PR #5040, opened 2024-01-26
HIVE-28038: Disable fallback to jdo for DeadlineException

wecharyu:
Mark `DeadlineException` as unrecoverable exception to avoid falling back to jdo query.

`DeadlineException` should be terminated immediately, instead of falling back to jdo query.
https://github.com/apache/hive/blob/b75a59779dcf9c5ef74890c8916dbe9a2c13aef4/standalone-metastore/metastore-server/src/main/java/org/apache/hadoop/hive/metastore/RetryingHMSHandler.java#L137-L142

No.

No.

Passing test:
```bash
mvn test -Dtest=org.apache.hadoop.hive.metastore.TestObjectStore -pl :hive-standalone-metastore-server
```

### DIFF
--- a/standalone-metastore/metastore-server/src/main/java/org/apache/hadoop/hive/metastore/DatabaseProduct.java
+++ b/standalone-metastore/metastore-server/src/main/java/org/apache/hadoop/hive/metastore/DatabaseProduct.java
@@ -28,7 +28,6 @@ import java.util.HashMap;
 import java.util.List;
 import java.util.Map;
 import java.util.stream.Stream;
-import java.util.stream.Collectors;
 
 import org.apache.commons.lang3.exception.ExceptionUtils;
 import org.apache.hadoop.conf.Configurable;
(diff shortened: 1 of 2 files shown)


standalone-metastore/metastore-server/src/main/java/org/apache/hadoop/hive/metastore/DatabaseProduct.java
```diff
@@ -52,9 +51,10 @@
  * */
 public class DatabaseProduct implements Configurable {
   static final private Logger LOG = LoggerFactory.getLogger(DatabaseProduct.class.getName());
-  private static final Class<SQLException>[] unrecoverableSqlExceptions = new Class[]{
-          // TODO: collect more unrecoverable SQLExceptions
-          SQLIntegrityConstraintViolationException.class
+  private static final Class<Exception>[] unrecoverableExceptions = new Class[]{
+          // TODO: collect more unrecoverable Exceptions
+          SQLIntegrityConstraintViolationException.class,
+          DeadlineException.class
```
zhangbutao, line 57: Just a thought.
I am thinking if direct sql is timeout due to some bugs, Is there a chance that the jdo retry will succeed?

wecharyu: We may need avoid such bugs, and even if there was such bug, we should fail-fast because this call was already timeout.

zhangbutao (approved):
LGTM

▶ Work instructions
Give every line of the material again, exactly.

▶ Problem solution
PR #5040, opened 2024-01-26
HIVE-28038: Disable fallback to jdo for DeadlineException

wecharyu:
Mark `DeadlineException` as unrecoverable exception to avoid falling back to jdo query.

`DeadlineException` should be terminated immediately, instead of falling back to jdo query.
https://github.com/apache/hive/blob/b75a59779dcf9c5ef74890c8916dbe9a2c13aef4/standalone-metastore/metastore-server/src/main/java/org/apache/hadoop/hive/metastore/RetryingHMSHandler.java#L137-L142

No.

No.

Passing test:
```bash
mvn test -Dtest=org.apache.hadoop.hive.metastore.TestObjectStore -pl :hive-standalone-metastore-server
```

### DIFF
--- a/standalone-metastore/metastore-server/src/main/java/org/apache/hadoop/hive/metastore/DatabaseProduct.java
+++ b/standalone-metastore/metastore-server/src/main/java/org/apache/hadoop/hive/metastore/DatabaseProduct.java
@@ -28,7 +28,6 @@ import java.util.HashMap;
 import java.util.List;
 import java.util.Map;
 import java.util.stream.Stream;
-import java.util.stream.Collectors;
 
 import org.apache.commons.lang3.exception.ExceptionUtils;
 import org.apache.hadoop.conf.Configurable;
(diff shortened: 1 of 2 files shown)


standalone-metastore/metastore-server/src/main/java/org/apache/hadoop/hive/metastore/DatabaseProduct.java
```diff
@@ -52,9 +51,10 @@
  * */
 public class DatabaseProduct implements Configurable {
   static final private Logger LOG = LoggerFactory.getLogger(DatabaseProduct.class.getName());
-  private static final Class<SQLException>[] unrecoverableSqlExceptions = new Class[]{
-          // TODO: collect more unrecoverable SQLExceptions
-          SQLIntegrityConstraintViolationException.class
+  private static final Class<Exception>[] unrecoverableExceptions = new Class[]{
+          // TODO: collect more unrecoverable Exceptions
+          SQLIntegrityConstraintViolationException.class,
+          DeadlineException.class
```
zhangbutao, line 57: Just a thought.
I am thinking if direct sql is timeout due to some bugs, Is there a chance that the jdo retry will succeed?

wecharyu: We may need avoid such bugs, and even if there was such bug, we should fail-fast because this call was already timeout.

zhangbutao (approved):
LGTM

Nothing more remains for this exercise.